7. College Loans: Debt That Swallows Generations

“While most borrowers are 18 to 39 years old, people over 60 are the fastest-growing segment of the population with student loan debt, according to a report by the Consumer Financial Protection Bureau.”

8. My Tireless Quest for a Tubeless Wipe

“Kimberly-Clark is the first and only maker of toilet paper without cardboard tubes.”

9. To Take On the Coronavirus, Go Medieval on It

“For the first time in more than a century, the world has chosen to confront a new and terrifying virus with the iron fist instead of the latex glove.”

10. White Supremacy Goes Green

“From France to Washington to New Zealand, angry voices on the hard right — nationalists, populists and others beyond conventional conservatism — are picking up old environmental tropes and adapting them to a moment charged with fears for the future.

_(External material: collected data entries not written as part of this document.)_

PR #11567, opened 2016-07-03
Documented and exposed the control group sprites to lint testing

Mailaender:
Not setting them up will cause problems to modders.

### DIFF
--- a/OpenRA.Mods.Common/Traits/Render/SelectionDecorations.cs
+++ b/OpenRA.Mods.Common/Traits/Render/SelectionDecorations.cs
@@ -44,7 +44,7 @@ namespace OpenRA.Mods.Common.Traits.Render
 		public int[] SelectionBoxBounds { get { return VisualBounds; } }
 	}
 
-	public class SelectionDecorations : IPostRenderSelection
+	public class SelectionDecorations : IPostRenderSelection, ITick
 	{
 		// depends on the order of pips in TraitsInterfaces.cs!
 		static readonly string[] PipStrings = { "pip-empty", "pip-green", "pip-yellow", "pip-red", "pip-gray", "pip-blue", "pip-ammo", "pip-ammoempty" };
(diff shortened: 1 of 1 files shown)


abcdefg30:
👍

OpenRA.Mods.Common/Traits/Render/SelectionDecorations.cs
```diff
@@ -104,9 +109,9 @@ IEnumerable<IRenderable> DrawControlGroup(WorldRenderer wr, Actor self, int2 bas
 			if (group == null)
 				yield break;
 
-			var pipImages = new Animation(self.World, "pips");
+			var pipImages = new Animation(self.World, Info.Image);
```
reaperrr: This should be cached in the constructor.

OpenRA.Mods.Common/Traits/Render/SelectionDecorations.cs
```diff
@@ -104,9 +109,9 @@ IEnumerable<IRenderable> DrawControlGroup(WorldRenderer wr, Actor self, int2 bas
...
 			var pal = wr.Palette(Info.Palette);
```
reaperrr: Same here, while you're at it.

OpenRA.Mods.Common/Traits/Render/SelectionDecorations.cs
```diff
@@ -119,7 +124,7 @@ IEnumerable<IRenderable> DrawPips(WorldRenderer wr, Actor self, int2 basePositio
 			if (!pipSources.Any())
 				yield break;
 
-			var pipImages = new Animation(self.World, "pips");
+			var pipImages = new Animation(self.World, Info.Image);
```
reaperrr: Same here.

reaperrr: and same for [line 133](https://github.com/Mailaender/OpenRA/blob/3a7558c273bdebd2e7466173331f1100d9ece1e8/OpenRA.Mods.Common/Traits/Render/SelectionDecorations.cs#L133)

reaperrr:
I think this might be a good opportunity to unhardcode [PipStrings](https://github.com/Mailaender/OpenRA/blob/3a7558c273bdebd2e7466173331f1100d9ece1e8/OpenRA.Mods.Common/Traits/Render/SelectionDecorations.cs#L50) as `PipSequences` with the comment added to the property description.

OpenRA.Mods.Common/Traits/Render/SelectionDecorations.cs
Mailaender: I don't have access to `WorldRenderer` in the constructor.

pchote:
In the long term we should move the pip definitions out of this trait completely (to the traits that want to show the pips).

reaperrr:
> I will stay clear of PipStrings for now as it will require all pips to be setup.

Fair enough.

PR #11572, opened 2016-07-03
Add building depth imposters for TS base structures.

pchote:
This takes us another small step towards enabling the new depth rendering in TS.

When testing you can quickly toggle between normal and depth rendering using the <kbd>`</kbd> key.


pchote:
Note that this sets `EnableDepthBuffer: True` in mod.yaml, which breaks rendering of many things (including voxels, lasers, sprites being drawn partially under the terrain).  This PR is fixing one corner of that problem space.

OpenRA.Game/Widgets/RootWidget.cs
```diff
@@ -47,6 +48,10 @@ public override bool HandleKeyPress(KeyInput e)
 
 					return true;
 				}
+
+				var world = Game.OrderManager.World;
+				if (world != null && world.LocalPlayer != null && hk == new Hotkey(Keycode.BACKQUOTE, Modifiers.None))
```
Mailaender: People with non-US keyboards can use `new Hotkey(Keycode.D, Modifiers.Ctrl)` instead.

OpenRA.Mods.Common/Traits/Render/WithGateSpriteBody.cs
```diff
@@ -26,6 +26,9 @@ class WithGateSpriteBodyInfo : WithSpriteBodyInfo, IWallConnectorInfo, Requires<
 		[Desc("Wall type for connections")]
 		public readonly string Type = "wall";
 
+		[Desc("Override sequence to use when fully open (if non-null).")]
```
Mailaender: The `(if non-null)` isn't obvious when looking at just the traits documentation. Just skip it.

Mailaender:
This does something. :white_check_mark:  I have no idea if it is correct though.

Phrohdoh:
c038c36f901e269999c440cb95147af70fb9cc0a does more than what the commit message says, though that is one of the uses.

These look good to me. The east and west-most corners of structures still have some issues but I think those would need custom depth sprites to look any better. 👍

I couldn't convince you to do the same for RA2, could I?

GraionDilach:
That depth offset looks like something which can be added to the building art importer to me, atleast as a rough estimate by duplicating the second offset.

Why does it need a new sprite though and why can't buildngz.shp be used?

Also why did the Wolverine got additional z-offset as well, but the Titan/deployed MSA/tick tanks didn't?

pchote:
* Depth importing will be part of a later pr that sets up the civilian actors.
* TS manages its depth buffer differently, and its buildngz.shp doesn't work for us.
* The wolverine is there in the testcase commit to help test depth sorting only.  This PR isn't about vehicles (which will remain completely broken until voxel rendering is fixed)

obrakmann:
:+1:, I guess. Please remove the test-case.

In doing so, they are giving potent new framing to a set of issues more typically associated with the left.”

11. My Ex-Boyfriend’s New Girlfriend Is Lady Gaga

“Social media in 2020 is so ingrained that it’s no longer a supplement or even an addiction. It’s just an accelerated extension of the way humans have always behaved. We live in a culture of constant updates. You want to unsubscribe? Well, you can’t.”

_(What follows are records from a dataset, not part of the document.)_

PR #11573, opened 2016-07-03
Expose the WeatherOverlay to lua

### LINKED ISSUE #11538: Lua Scripted WeatherOverlay Commands
It would be nice if you can control the WeatherOverlay trait through Lua. You can already control the Lighting with Lua.

abcdefg30:
Closes #11538.

A testcase can be found at my [lwTest branch](https://github.com/abcdefg30/OpenRA/tree/lwTest).

### DIFF
--- a/OpenRA.Mods.Common/Scripting/Global/WeatherGlobal.cs
+++ b/OpenRA.Mods.Common/Scripting/Global/WeatherGlobal.cs
@@ -1,0 +1,170 @@
+﻿#region Copyright & License Information
+/*
+ * Copyright 2007-2016 The OpenRA Developers (see AUTHORS)
+ * This file is part of OpenRA, which is free software. It is made
+ * available to you under the terms of the GNU General Public License
+ * as published by the Free Software Foundation. For more information,
+ * see COPYING.
+ */
+#endregion
+
+using System;
+using System.Drawing;
+using OpenRA.Graphics;
+using OpenRA.Mods.Common.Traits;
+using OpenRA.Scripting;
+
+namespace OpenRA.Mods.Common.Scripting.Global
+{
+	[ScriptGlobal("Weather")]
+	public class WeatherGlobal : ScriptGlobal
+	{
+		readonly WeatherOverlay overlay;
+		readonly bool hasAnOverlay;
+
+		public WeatherGlobal(ScriptContext context)
+			: base(context)
+		{
+			overlay = context.World.WorldActor.TraitOrDefault<WeatherOverlay>();
+			hasAnOverlay = overlay != null;
+		}
+
+		public bool Active
+		{
+			get { return hasAnOverlay && overlay.Active; }
+			set { if (hasAnOverlay) overlay.Active = (bool)value; }
+		}
+
+		[Desc("Average number of particles per 1000x1000 px square.")]
+		public int ParticleDensityFactor
+		{
+			get
+			{
+				return hasAnOverlay ? (int)overlay.ParticleDensityFactor : 0;
+			}
+
+			set
+			{
+				if (!hasAnOverlay)
+					return;
+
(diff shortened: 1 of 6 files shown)


OpenRA.Mods.Common/Scripting/Global/WeatherGlobal.cs
```diff
@@ -0,0 +1,165 @@
...
+				if (!hasAnOverlay)
+					return;
+
+				overlay.ParticleDensityFactor = (int)value;
+				overlay.CalculateMaxParticleCount();
+			}
+		}
+
+		[Desc("Should the level of the wind change over time, or just stick to the first value of WindLevels?")]
+		public bool ChangingWindLevel
```
pchote: Do we really need to expose all this to lua?  Scripts can modify things themselves if they want it to evolve.

pchote:
Could we use upgrades to switch between different instances of the weather trait defined in map.yaml?

OpenRA.Mods.Common/Scripting/Global/WeatherGlobal.cs
pchote: Directly mapping the trait's properties into lua will make it much more difficult if we want to change the way the trait works in the future (which we know that we need to, e.g. wind).

abcdefg30:
> Could we use upgrades to switch between different instances of the weather trait defined in map.yaml?

This won't give us the accurancy one might want, or would force people into having hundreds of `WeatherOverlay` definition for a soft change from e.g. heavy rain to almost no rain, wouldn't it?

pchote:
The weather trait can implement upgrade enabled/disabled handlers to fade the effect in/out to hide the transition between states.

pchote:
Repeating/paraphrasing here since the logs aren't available for context:

My main objection is that this goes against our long-standing rule that Lua APIs should be task oriented and not directly bridge trait properties.  This is especially true for the weather trait because (a) its properties are low level and a bit horrible, and (b) we already know that these need to change (extracting wind out so that it can also affect gas projectiles in TS), and baking the current trait setup into our nominally-stable Lua API makes that much harder.

abcdefg30:
Alright, so the next thing to get this through would be extracting wind to a different trait, and then query this new trait inside the `WeatherOverlay`?

I would extract following fields:
- `bool ChangingWindLevel`
- `int[] WindLevels`
- `int[] WindTick`
- `bool InstantWindChanges`

Mailaender:
I assume https://github.com/OpenRA/OpenRA/issues/11641 was the dependency.

Mailaender:
I have to agree with @pchote that keeping properties at trait level is easier to use and can be automatically updated when the weather code gets refactored. It would be better to have the WeatherOverlay upgradeable instead.

abcdefg30:
> I assume #11641 was the dependency.

Actually this is the depedency:
> Alright, so the next thing to get this through would be extracting wind to a different trait, and then query this new trait inside the `WeatherOverlay`?

Mailaender:
Even after a potential refactor for Tiberian Sun we don't really want this directly exposed to Lua and turn on/off traits functionality already exists with upgrades so just make the weather trait upgradeable. For extra polish you can implement the transitioning during upgrades.

Mailaender:
That would also a first step towards https://github.com/OpenRA/ra2/issues/149.

GraionDilach:
Uhm, I don't see how the Weather Control Device or ion storms (on-map effects) are related to our current weather overlay (whole-screen-covering visual). In fact, RA2 WCD shouldn't even use WeatherOverlay at all.

Mailaender:
I thought about adding not just a palette effect upgrade, but also a stormy weather upgrade triggered by the Weather Control Device which would give it more polish.

abcdefg30:
Closing this for now, as I won't have time for it in the next week.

12. The Political Pundits of TikTok

“In a sense, these TikTok users are building short-form TV networks, each with a cast of talking heads. On TikTok they’re called hype houses, named after the high-powered influencer collab house in Los Angeles. These political houses are not physical homes, but virtual, ideological ones represented by group accounts.”

13. A Ticket to the World, Full of Men’s Words.

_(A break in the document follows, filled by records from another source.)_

PR #11574, opened 2016-07-03
Prevent non-combatant players from receiving units from crate pickups

obrakmann:


pchote:
Looks reasonable to me, but not tested :+0.5:

Phrohdoh:
Is there any reason the same shouldn't be done to `DuplicateUnitCrateAction`?

obrakmann:
A couple:

1. I forgot about it ;)
2. It wouldn't cause civilians to get units that they don't have access to. They just get another civ unit, which is ok by me.

GraionDilach:
I'm not certain if I'd like visceroids getting duplicated.

obrakmann:
Good point, updated.

GraionDilach:
:+1:

Mailaender:
No more random neutral MCVs appearing on the battlefield. ;)

Mailaender:
[Changelog](https://github.com/OpenRA/OpenRA/wiki/Changelog-(bleed)/_compare/4c7bee14330cd2530d78d9a57191549779e4e8e2...e5c139a0cc5aaed95c04aa8aa0e59f5fcc11cec8)

PR #11578, opened 2016-07-04
Don't add duplicate facing entries when modifying the DeathActorInit in Turreted.cs

abcdefg30:
Causes a crash when having multiple `SpawnActorOnDeath` traits on a single turreted actor.


Mailaender:
:+1: what could go wrong.

GraionDilach:
:+1:

obrakmann:
[Changelog](https://github.com/OpenRA/OpenRA/wiki/Changelog-(bleed)/_compare/32551f2174399fc8b5d84c2d0c06b263ee5c524f)

PR #11586, opened 2016-07-06
Expand SelfHealing.

GraionDilach:
Adds a percentage healing option and damagetypes.
Depends on #11513 (also can be used as a justification of that PR).

Includes testcase.

### DIFF
--- a/OpenRA.Mods.Common/Traits/SelfHealing.cs
+++ b/OpenRA.Mods.Common/Traits/SelfHealing.cs
@@ -16,10 +16,18 @@ namespace OpenRA.Mods.Common.Traits
 	[Desc("Attach this to actors which should be able to regenerate their health points.")]
 	class SelfHealingInfo : UpgradableTraitInfo, Requires<HealthInfo>
 	{
+		[Desc("Absolute amount of health points added in each step.")]
 		public readonly int Step = 5;
+
+		[Desc("Relative percentages of health added in each step.",
+			"When both values are defined, their summary will be applied.")]
+		public readonly int PercentageStep = 0;
+
 		public readonly int Delay = 5;
+
 		[Desc("Heal if current health is below this percentage of full health.")]
 		public readonly int HealIfBelow = 50;
+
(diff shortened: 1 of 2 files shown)


GraionDilach:
Rebased, no longer needs dependency.

GraionDilach:
Would it make sense if I'd replace the Dune2000 elite selfhealing with a 4% percentage heal? Considering that even the Rifle Infantry has 600 HP there, the current +2 HP per 125 frames doesn't really make a difference.

OpenRA.Mods.Common/Traits/SelfHealing.cs
```diff
@@ -9,19 +9,30 @@
...
 
 namespace OpenRA.Mods.Common.Traits
 {
 	[Desc("Attach this to actors which should be able to regenerate their health points.")]
 	class SelfHealingInfo : UpgradableTraitInfo, Requires<HealthInfo>
 	{
+		[Desc("Absolute amount of health points added in each step.")]
 		public readonly int Step = 5;
+
+		[Desc("Relative percentages of health added in each step.")]
```
obrakmann: In the description, can you mention the fact that the sum of `Step` and `PercentageStep` gets applied when both are defined, please?

obrakmann:
:+1: 

Yeah, go for it. With the current self-healing, some infantry units need almost 20 minutes to heal back to full health from near death (if I didn't screw up my maths). With the 4% option, it would be about two minutes for all units.

OpenRA.Mods.Common/Traits/SelfHealing.cs
GraionDilach: Added.

GraionDilach:
Replaced the earlier testcommit with the D2k selfhealing change.

pchote:
Looks fine to me :+1:

pchote:
https://github.com/OpenRA/OpenRA/wiki/Changelog-(bleed)/_compare/d1b3edd232e89143477bf2710f43c6f6e46cf924

PR #11592, opened 2016-07-07
Fix smudges spawning/growing on cells occupied by structures or vehicles

### LINKED ISSUE #6464: Craters/Scorches are spawned even if something was hit
That might be ok if the target is a small infantry unit, but a crater forming below a mammoth tank or building looks weird.

<bountysource-plugin>
---
Want to back this issue? **[Post a bounty on it!](https://www.bountysource.com/issues/4364633-craters-scorches-are-spawned-even-if-something-was-hit?utm_campaign=plugin&utm_content=tracker%2F36085&utm_medium=issues&utm_source=github)** We accept bounties via [Bountysource](https://www.bountysource.com/?utm_campaign=plugin&utm_content=tracker%2F36085&utm_medium=issues&utm_source=github).
</bountysource-plugin>

reaperrr:
With this, the `LeaveSmudge` warhead checks the target type(s) of actors on affected cells, rather than only caring about the terrain.

This can be used to prevent craters or scorches spawning and growing under buildings and vehicles, which matches the behavior in the originals and looks more realistic anyway.

Also, but not related, the explosion sound of TD artillery weapon was not playing because it was listed as uppercase, this is fixed as well.

Fixes #6464.

### DIFF
--- a/OpenRA.Mods.Common/Warheads/LeaveSmudgeWarhead.cs
+++ b/OpenRA.Mods.Common/Warheads/LeaveSmudgeWarhead.cs
@@ -38,7 +38,12 @@ namespace OpenRA.Mods.Common.Warheads
 			foreach (var sc in allCells)
 			{
 				var smudgeType = world.Map.GetTerrainInfo(sc).AcceptsSmudgeType.FirstOrDefault(SmudgeType.Contains);
-				if (smudgeType == null) continue;
+				if (smudgeType == null)
+					continue;
+
+				var cellActors = world.ActorMap.GetActorsAt(sc);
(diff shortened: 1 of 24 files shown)


reaperrr:
Note: Would be nice to get this in before the playtest, I think it's some nice polish with little regression risk.

GraionDilach:
:+1:

Mailaender:
[Changelog](https://github.com/OpenRA/OpenRA/wiki/Changelog-(bleed)/_compare/d94f6540823b3a6aef767bb1477ddb1fa23139d6...e5c3a00c6563d7e851cb646cb184997b56a12dfd)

“When I travel, that document is the one thing I have that says, ‘I am American.’ But upon close inspection, it also says something else. It says that America is a country built by men, and that our achievements and values are best articulated by men.”

14. The Unraveling of the Muslim World

“Instead of feuding over theology, Ghattas shows, Saudi Arabia and Iran transformed latent religious divisions into weapons wielded in the pursuit of political power, by cultivating and often arming sectarian militias across the region.”

15. The Myth of the Silent, Sulky, Horny Teenage Boy

“These writers are worried. Both realize that, in our efforts to protect and raise up our daughters, we have neglected our sons’ emotional and physical development. We’ve left their sex education to pornography; we’re clueless about their hormones (turns out, puberty happens long before the first fuzz of a mustache); and we underestimate their vulnerabilities and desire for connection. Our boys get awkward and quiet; we parents get awkwarder and quieter. And then they’re launched into the world without the tools and self-awareness they need to do some good — or, at the very least, to do no harm.”

16. Highways Through Hell

“Despite the threats that lay ahead every time African-Americans got into their cars, despite the stress and its psychological toll, they kept hitting the road, moving forward, questing for freedom.”

17. What’s a Quibi? A Way to Amuse Yourself Until You’re Dead

“A sincere reckoning with just how much of our lives we spend watching things is probably impossible at this point.”

18. Talk: Sonny Rollins

“I used to look at TV a lot. Then I realized, this is very negative. Images and lies and bad for your eyes: I made sure that mantra got in my head, and I stopped looking at TV. I do listen to the radio. I’m trying to get away from that. Silence to me is meditative. To get into that silent space is a huge thing. But even today I’ve had the radio on so much. It’s something I’m working on.”

19. Piled Bodies, Overflowing Morgues: Inside America’s Autopsy Crisis

“Eleven years ago, the National Research Council issued a warning that there were fewer than 500 forensic pathologists in the United States, a number that couldn’t cover even half the annual deaths that require autopsy. (For scale, there are more than 12,000 dermatologists.) In the years since, the opioid epidemic has increased their caseload so drastically that the system is threatening to collapse. In the last 10 years, medical examiner’s offices with a glut of cases have lost accreditation with the national supervising association. The bodies in their districts are often shipped to other offices — which then become overloaded and risk losing accreditation in turn.”